I've never used them in newly hatched fry. So I'm not sure. Perhaps it would be better to use something very slow - common pond snails are cheap and will do the job, but you need quite a few.


----------



## xrein (Jan 25, 2012)

indjo said:


> I've never used them in newly hatched fry. So I'm not sure. Perhaps it would be better to use something very slow - common pond snails are cheap and will do the job, but you need quite a few.


ohh, okay thanks, i think i will going to find some store in here that sell snails


----------



## tpocicat (Aug 8, 2011)

At this stage, snails are the best option. Right now, I'm using cone snails that hitched a ride on some plants I bought. Cory cats are catfish, so they WILL eat anything that will fit in their mouth. Best of luck.


----------



## MandiceP (Jan 7, 2012)

your pair is super nice.... If you are selling/shipping any of the fry once they are mature, I'd love to buy a female! LOL Can't wait to see how they turn out! Congrats!


----------



## xrein (Jan 25, 2012)

MandiceP said:


> your pair is super nice.... If you are selling/shipping any of the fry once they are mature, I'd love to buy a female! LOL Can't wait to see how they turn out! Congrats!


thanks , haha i wish that they can survive, from my last check, its only 3 or 4 of them


----------



## MandiceP (Jan 7, 2012)

Aw! Well good luck to the few little troopers who have made it this far! Do you plan on spawning the parents a second time after this try?


----------



## xrein (Jan 25, 2012)

MandiceP said:


> Aw! Well good luck to the few little troopers who have made it this far! Do you plan on spawning the parents a second time after this try?


yup, i will going to spawn them again, or maybe i`ll try to spawn my red HM pair xD


----------



## EvilVOG (Nov 23, 2011)

Snails are good for eating left over food. I have a couple pond snails, and originally just one huge mystery snail, i have since added a second mystery snail because he didn't look like he was doing good in another tank.

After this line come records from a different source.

PR #2240, opened 2024-01-23
cargo cfg: fix build on aarch64-linux

endocrimes:
Fixes spin builds on aarch64 linux (we set this via ENV for ci release builds, but that is unhelpful when building spin as a developer on arm)


rylev (approved):
I think this allows us to remove this flag from being set in CI too, but that can be done as a follow up.

PR #2242, opened 2024-01-24
allow redis trigger to connect to multiple servers

karthik2804:
Adds the ability to connect to multiple Redis servers by optionally specifying an address on the individual trigger config.

### DIFF
--- a/Cargo.lock
+++ b/Cargo.lock
@@ -6488,6 +6488,7 @@ dependencies = [
  "spin-testing",
  "spin-trigger",
  "spin-world",
+ "tokio",
  "tracing",
 ]
 
--- a/crates/trigger-redis/Cargo.toml
+++ b/crates/trigger-redis/Cargo.toml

My fry at first didn't look like they were eating, but apparently they were.


----------



## bettalover2033 (Feb 17, 2010)

I love mystery snails and pond snails are great because they tend to reproduce A LOT! I would rather have mystery snails though because how big they are.


----------



## xrein (Jan 25, 2012)

does pond snails just come from the plants that i put in my aquarium?? cause my other tank with guppies has a snail with it and i don't remember that i put it in there


----------



## tpocicat (Aug 8, 2011)

Snails tend to hitchhike into your tank on any plants you might add. They are great little surprises.


----------



## xrein (Jan 25, 2012)

tpocicat said:


> Snails tend to hitchhike into your tank on any plants you might add. They are great little surprises.


ohh, so that how it works, haha, so the culprit in my aquarium is the plants that i add haha, thanks


----------



## bettalover2033 (Feb 17, 2010)

xrein said:


> ohh, so that how it works, haha, so the culprit in my aquarium is the plants that i add haha, thanks


Most of the time. Though not always.


----------



## EvilVOG (Nov 23, 2011)

gotta be careful with pond snails. I had one or two, went on vacation for two weeks and came back to about 100, and an explosion of BGA from all the waste that killed all the plants i had in there.


----------



## bettalover2033 (Feb 17, 2010)

EvilVOG said:


> gotta be careful with pond snails. I had one or two, went on vacation for two weeks and came back to about 100, and an explosion of BGA from all the waste that killed all the plants i had in there.


This is why I would say to take out plants from your tank that has a lot of pond snails. Even though the plants will have a few. Especially if you're going on vacation.

I dont think I've heard the term, but what is BGA?


----------